▶ Task requirements
Among the records below, find the lines containing "load" and state only how many there are.
──────── Data provided
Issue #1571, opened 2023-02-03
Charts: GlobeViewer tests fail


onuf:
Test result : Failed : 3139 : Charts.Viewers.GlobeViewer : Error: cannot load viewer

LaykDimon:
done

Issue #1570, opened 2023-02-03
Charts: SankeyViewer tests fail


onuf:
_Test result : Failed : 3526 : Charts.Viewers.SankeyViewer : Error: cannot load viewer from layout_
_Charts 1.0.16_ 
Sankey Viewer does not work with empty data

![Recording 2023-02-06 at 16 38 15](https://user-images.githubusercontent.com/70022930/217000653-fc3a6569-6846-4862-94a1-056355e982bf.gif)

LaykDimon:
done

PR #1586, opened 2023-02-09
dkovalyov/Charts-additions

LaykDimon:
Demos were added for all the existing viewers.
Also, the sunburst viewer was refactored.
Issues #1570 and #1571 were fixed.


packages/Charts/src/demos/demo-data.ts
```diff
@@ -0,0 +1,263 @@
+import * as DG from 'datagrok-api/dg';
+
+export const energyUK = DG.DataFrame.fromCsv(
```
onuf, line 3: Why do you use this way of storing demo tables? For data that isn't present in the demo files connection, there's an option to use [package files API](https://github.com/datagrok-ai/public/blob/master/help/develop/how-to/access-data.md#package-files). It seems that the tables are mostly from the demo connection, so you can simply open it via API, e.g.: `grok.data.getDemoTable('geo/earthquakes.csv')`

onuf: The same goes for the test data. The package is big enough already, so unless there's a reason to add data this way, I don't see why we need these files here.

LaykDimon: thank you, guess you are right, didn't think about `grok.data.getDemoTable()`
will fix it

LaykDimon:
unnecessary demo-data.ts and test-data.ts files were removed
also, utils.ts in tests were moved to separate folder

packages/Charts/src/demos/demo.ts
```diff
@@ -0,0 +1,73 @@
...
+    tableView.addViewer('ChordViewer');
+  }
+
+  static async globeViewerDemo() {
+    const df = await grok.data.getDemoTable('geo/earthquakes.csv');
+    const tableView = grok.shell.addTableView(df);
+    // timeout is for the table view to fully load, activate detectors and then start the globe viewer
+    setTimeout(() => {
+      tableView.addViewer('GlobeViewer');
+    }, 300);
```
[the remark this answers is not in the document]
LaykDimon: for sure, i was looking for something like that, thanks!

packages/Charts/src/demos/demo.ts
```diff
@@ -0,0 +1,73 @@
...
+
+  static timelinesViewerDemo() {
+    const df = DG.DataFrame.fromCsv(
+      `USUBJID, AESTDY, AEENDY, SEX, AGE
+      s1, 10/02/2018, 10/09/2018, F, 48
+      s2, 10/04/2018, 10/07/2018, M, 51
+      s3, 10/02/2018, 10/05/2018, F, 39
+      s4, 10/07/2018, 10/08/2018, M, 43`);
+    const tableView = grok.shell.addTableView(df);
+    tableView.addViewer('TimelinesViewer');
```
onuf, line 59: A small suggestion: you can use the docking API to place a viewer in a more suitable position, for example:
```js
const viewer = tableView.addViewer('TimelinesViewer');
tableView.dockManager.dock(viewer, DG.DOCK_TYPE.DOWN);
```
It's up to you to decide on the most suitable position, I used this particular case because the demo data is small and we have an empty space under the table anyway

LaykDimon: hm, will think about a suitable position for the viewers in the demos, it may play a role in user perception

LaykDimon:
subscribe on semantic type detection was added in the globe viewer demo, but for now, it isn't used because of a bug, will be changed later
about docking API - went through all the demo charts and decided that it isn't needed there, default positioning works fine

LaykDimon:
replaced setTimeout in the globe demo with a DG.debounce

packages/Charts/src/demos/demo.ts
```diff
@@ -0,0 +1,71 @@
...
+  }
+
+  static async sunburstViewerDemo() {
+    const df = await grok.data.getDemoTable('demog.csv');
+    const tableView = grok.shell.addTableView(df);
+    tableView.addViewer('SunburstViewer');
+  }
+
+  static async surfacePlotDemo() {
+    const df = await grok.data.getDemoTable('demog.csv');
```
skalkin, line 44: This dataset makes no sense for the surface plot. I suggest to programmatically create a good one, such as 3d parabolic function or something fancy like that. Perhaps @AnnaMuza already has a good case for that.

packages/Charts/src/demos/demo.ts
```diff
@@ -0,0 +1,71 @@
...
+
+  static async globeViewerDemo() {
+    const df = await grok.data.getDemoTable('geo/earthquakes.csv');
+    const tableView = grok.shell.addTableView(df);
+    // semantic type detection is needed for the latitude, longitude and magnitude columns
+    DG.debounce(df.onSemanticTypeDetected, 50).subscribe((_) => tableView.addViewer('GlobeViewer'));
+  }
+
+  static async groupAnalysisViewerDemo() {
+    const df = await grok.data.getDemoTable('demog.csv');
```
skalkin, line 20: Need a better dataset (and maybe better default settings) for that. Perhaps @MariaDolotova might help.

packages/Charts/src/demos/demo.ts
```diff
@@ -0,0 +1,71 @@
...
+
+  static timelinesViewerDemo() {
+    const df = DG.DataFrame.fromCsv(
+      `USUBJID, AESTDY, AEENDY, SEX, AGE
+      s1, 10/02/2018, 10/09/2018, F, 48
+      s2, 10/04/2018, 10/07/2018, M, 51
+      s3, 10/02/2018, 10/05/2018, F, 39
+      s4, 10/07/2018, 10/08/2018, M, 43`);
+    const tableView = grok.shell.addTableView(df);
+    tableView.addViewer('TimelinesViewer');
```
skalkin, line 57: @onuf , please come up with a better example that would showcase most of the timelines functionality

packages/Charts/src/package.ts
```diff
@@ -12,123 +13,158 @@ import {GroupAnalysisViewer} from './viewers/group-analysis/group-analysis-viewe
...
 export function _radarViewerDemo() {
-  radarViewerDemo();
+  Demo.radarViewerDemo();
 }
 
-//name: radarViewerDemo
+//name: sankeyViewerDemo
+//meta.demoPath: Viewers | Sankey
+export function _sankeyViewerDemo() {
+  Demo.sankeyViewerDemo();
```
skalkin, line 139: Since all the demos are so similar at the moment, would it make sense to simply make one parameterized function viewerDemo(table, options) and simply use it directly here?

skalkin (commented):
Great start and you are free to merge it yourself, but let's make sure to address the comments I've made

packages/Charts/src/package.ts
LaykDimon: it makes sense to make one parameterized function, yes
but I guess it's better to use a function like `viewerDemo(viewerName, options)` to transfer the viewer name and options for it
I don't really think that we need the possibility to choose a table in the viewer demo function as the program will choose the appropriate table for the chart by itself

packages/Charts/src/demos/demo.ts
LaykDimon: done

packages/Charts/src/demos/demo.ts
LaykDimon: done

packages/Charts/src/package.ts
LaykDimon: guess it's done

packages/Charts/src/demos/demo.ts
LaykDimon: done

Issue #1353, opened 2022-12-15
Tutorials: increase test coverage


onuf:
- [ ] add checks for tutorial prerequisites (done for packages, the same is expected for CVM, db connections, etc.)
────────────────
▶ Task answer
3